PR #1068, opened 2025-02-21
Widen numpy requirement

paulf81:
# Widen numpy requirement

Since raising numpy requirement to 2.0 in the develop branch of FLORIS in #1051 , have noted local FLORIS/FLASC workflows are difficult with main FLORIS supporting 1.0 and develop supporting 2.0.  Each virtual environment needs a little manual editing to come to a workable state when working with develop branches.

This made me think a gentler transition allows both 1 and 2 for one version iteration (or at least on develop) and that's what this PR does.

Notes:

1. The branch does not put in an open-ended >, such that the problem identified in https://github.com/NREL/floris/issues/1030#issuecomment-2538806480 is repeated
2. I confirm tests pass with numpy 1.20 reinstalled since #1051 doesn't change the code 
3. The softer requirement for one version might be gentler for users, allowing the upgrade to numpy 2 while not requiring it immediately

### DIFF
--- a/pyproject.toml
+++ b/pyproject.toml
@@ -33,7 +33,7 @@ dependencies = [
     "attrs",
     "pyyaml~=6.0",
     "numexpr~=2.0",
-    "numpy~=2.0",
+    "numpy >=1.20, <3",
     "scipy~=1.1",
     "matplotlib~=3.0",
     "pandas~=2.0",


paulf81:
I should note also acceptable to me would to merge this into develop, and then double back and force the requirement back to 2 right before merging to main, it's just the develop/main split that's making my workflows difficult.

misi9170:
I guess a problem with this is that, if we are mostly using FLORIS in other environments with numpy < 2, we somewhat miss the point of having the numpy~=2.0 on develop (because we would mostly use numpy 1 in the other environments, and then miss any bugs/slowdowns that numpy 2 might produce).

That being said, I think we've used numpy 2 enough now on the develop branch that I'm not too concerned about anything with it, and I'm ok with having the develop branch have the `"numpy >=1.20, <3",` form (although, is this equivalent to "numpy >=1.20, <=2"? that seems like a cleaner notation to me)

paulf81:
I think <=2 differs from <3 in that the latter allows 2.1 but not the former.  

Your top point though does make a good case for ripping the band-aid and just pushing everything up to 2, without my proposal of a midway release that allows 1.  I guess I could either way.  Maybe we could hash it out today in quick meeting, I think neither option clearly dominates the other so probably just a choice to make

paulf81:
Nevermind, stick to sem var and 4.3 will be numpy 2 dependent

PR #1079, opened 2025-03-12
Drop support for python 3.9 and add python 3.14

misi9170:
Following #1078 , and based on comments https://github.com/NREL/floris/pull/953#issuecomment-2714568167 and https://github.com/NREL/floris/issues/951#issuecomment-2714573015, this PR drops support for python version 3.9. This should remain as an open pull request until we feel that it is appropriate to drop support as python 3.9 nears [end-of-life](https://devguide.python.org/versions/).

This PR also:
- [x] Adds testing for mac-os and windows, thus superseding #953 
- [x] ~Adds example checks for mac-os and windows as well as ubuntu (currently failing!)~ Runs examples check on ubuntu only, using the oldest supported python version (3.10) and newest support python version (3.14)
- [x] Adds testing for python 3.14
- [x] Removes the `__future__ import annotations` needed to make type hinting compatible with python 3.9. This is not possible everywhere: see comments below.
- ~Begins using the [`match`/`case` structure](https://docs.python.org/3/tutorial/controlflow.html#match-statements)~ EDIT: After discussion, decided against a concerted change to switch case since it is not super common in python yet.

Open questions:
- Should we consider limiting the check-working-examples workflow to a single python version (e.g. 3.13) across all operating systems to limit the total number of actions? YES---chose 3.10, under the notion that all later versions 3.x should be back-compatible. EDIT: Decided to add a second version to the matrix, 3.14, to test both ends of spectrum of currently supported python versions.
- Can we change the `python-version: "3.13"` to `python-version: "3.x"` in the deploy-book workflow to allow this to float up with the latest python releases? EDIT: possibly `python-version: "3"` would work? Trying this.

### DIFF
--- a/floris/type_dec.py
+++ b/floris/type_dec.py
@@ -160,22 +160,22 @@ def convert_to_path(fn: str | Path) -> Path:
     # located (e.g., testing via pytest), and [-1] is where a direct call to the function via an
     # analysis script will be located (e.g., running an example).
     base_fn_script = Path(inspect.stack()[-1].filename).resolve().parent
-    # base_fn_sys = Path(inspect.stack()[1].filename).resolve().parent
+    base_fn_sys = Path(inspect.stack()[1].filename).resolve().parent
 
     if isinstance(fn, Path):
         absolute_fn = fn.resolve()
         relative_fn_script = (base_fn_script / fn).resolve()
-        # relative_fn_sys = (base_fn_sys / fn).resolve()
+        relative_fn_sys = (base_fn_sys / fn).resolve()
         if absolute_fn.exists():
             return absolute_fn
         if relative_fn_script.exists():
             return relative_fn_script
-        # if relative_fn_sys.exists():
-        #     return relative_fn_sys
+        if relative_fn_sys.exists():
+            return relative_fn_sys
         raise FileExistsError(
             f"{fn} could not be found as either a\n"
             f"  - relative file path from a script: {relative_fn_script}\n"
-            # f"  - relative file path from a system location: {relative_fn_sys}\n"
+            f"  - relative file path from a system location: {relative_fn_sys}\n"
             f"  - or absolute file path: {absolute_fn}"
         )
     raise TypeError(f"The passed input: {fn} could not be converted to a pathlib.Path object")


misi9170:
At this stage, I have updated the check-working-examples workflow to include mac and windows. However, this is causing a bit of a headache, because there are a number of bash commands that are OS-specific and are currently not working. We could consider running tests on mac, windows, and ubuntu, but only running examples on ubuntu. This was the approach taken in #953.

rafmudaf:
I love the evolution of the commit messages. YOLO force-pushes with coming soon :)

misi9170:
> I love the evolution of the commit messages. YOLO force-pushes coming soon :)

Haha nothing like pushing changes in a bash language I don't use to see what works!

misi9170:
After some back and forth and trying different things, we have decided to simplify the workflows while providing some coverage across OSs:
- examples run only with `ubunutu-latest`, and only with python `3.10` (the thinking being that if the examples run on the minimum supported python version, they should also run on more recent python versions)
- tests run on all supported OSs (`ubuntu-latest`, `macos-latest`, `windows-latest`) and all support python versions (`3.10`--`3.13`)

misi9170:
I've now also removed _most_ `from __future__ import annotations` imports, since python 3.10 enabled the type hinting we use throughout FLORIS. However, there is a catch: Any class methods that instantiate the class and have an output type hint like:
```
def instantiation_method(...) -> ClassName
```
still require this `annotations` import. See [here](https://stackoverflow.com/a/53455562) for an explanation.

This currently affects two files, where I've left the `from __future__ import annotations` line in:
- floris/core/core.py [here](https://github.com/NREL/floris/blob/0a250744b2bbf5d3163949c193f53efdedde1085/floris/core/core.py#L354)
- floris/wind_data.py [here](https://github.com/NREL/floris/blob/0a250744b2bbf5d3163949c193f53efdedde1085/floris/core/core.py#L354) and [here](https://github.com/NREL/floris/blob/0a250744b2bbf5d3163949c193f53efdedde1085/floris/wind_data.py#L1986)

Alternatively, the explicit return type hints could be removed in these locations, which would free us up to remove the `annotations` import. However, that doesn't seem like a great solution. Unfortunately, we may just need to add the `from __future__ import annotations` back to any files containing classes with some "self-instantiation" method.

paulf81:
> Alternatively, the explicit return type hints could be removed in these locations, which would free us up to remove the `annotations` import. However, that doesn't seem like a great solution. Unfortunately, we may just need to add the `from __future__ import annotations` back to any files containing classes with some "self-instantiation" method.

I think this is ok if it is what it is, but nice to have a bunch of them removed, thanks @misi9170 !

misi9170:
Python 3.14 has been released and python 3.9 is now officially at end-of-life. Removing "on-hold" flag and proceeding with the PR.

https://devguide.python.org/versions/

pyproject.toml
```diff
@@ -7,7 +7,7 @@ name = "floris"
 version = "4.4.1"
 description = "A controls-oriented engineering wake model."
 readme = "README.md"
-requires-python = ">=3.9"
+requires-python = ">=3.10"
```
rafmudaf: I suggest to make this `requires-python = ">=3.10,<=3.13"` or triple check that 3.14 works. The latest Python version is a huge change despite it carrying a minor version number change.

misi9170: good call, thanks! I've just added 3.14 to the testing matrix, so we'll see if those run through. I'll also run the examples with 3.14 to see if there are any issues.

misi9170:
Thanks for the suggestion @rafmudaf . I've now tested running the examples in ubuntu with 3.10 and 3.14, and both work (I'm thinking I should leave both in the examples testing matrix, to "bookend" the python versions). To be explicit, I'll also add the upper version to the pyproject.toml at `requires-python = ">=3.10, <=3.14".`

I've also run tests locally with a conda environment with a 3.14 installation and built the docs locally with the same conda environment.

rafmudaf:
Thanks for checking that @misi9170 and I'm happy to hear it all works with the new version of Python!

floris/type_dec.py
misi9170, line 1: @rafmudaf , you spent some time looking into this (see [this comment](https://github.com/NREL/floris/issues/951#issuecomment-2484057737))---just wondering if you know whether we can go ahead and remove the lines that are commented out here?

EDIT: tracking this back further, these changes were proposed in #953 , which this PR supersedes

rafmudaf: I *think* you can add those commented line back in. You could try it and see if the windows tests still fail. The issue was specifically related to a pathlib implementation that was improved in Python 3.10+, so by dropping support for 3.9 in FLORIS I think that's resolved.

misi9170: Trying now

misi9170: Ok, looks good, the tests with windows and pythons version 3.10 to 3.14 are all passing.

misi9170:
One small unknown is whether the docs will build correctly with `python-version: "3"` in deploy-pages.yaml. I think we can go ahead and merge the PR into develop and find out---if not, I can push a change to develop to make this `python-version: "3.14"` (which worked fine for building the docs on my laptop).

rafmudaf:
Yea I think the docs build will work, but it'll be easy to fix if it doesn't

misi9170:
Post merger (while I'm still waiting for the docs to build), it seems that adding mac and windows OS testing has caused a different issue to do with codecov: https://github.com/NREL/floris/actions/runs/18693264948. I think we can fix this by adding `if: matrix.os == 'ubuntu-latest'` to the Codecov upload task.

misi9170:
Unfortunately a couple of direct pushes to try things on develop didn't work; I'll have to dig into this further.

misi9170:
Ok, after a couple of bad attempts (and annoying commits to develop), the issue is now fixed in b1ae666.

□ □ □ □

PROBLEM TO WORK ON
Please copy only these lines, exactly: the first line of the records through the line containing "# Widen numpy requirement", ends included.

RESULT FOR THIS EXERCISE
PR #1068, opened 2025-02-21
Widen numpy requirement

paulf81:
# Widen numpy requirement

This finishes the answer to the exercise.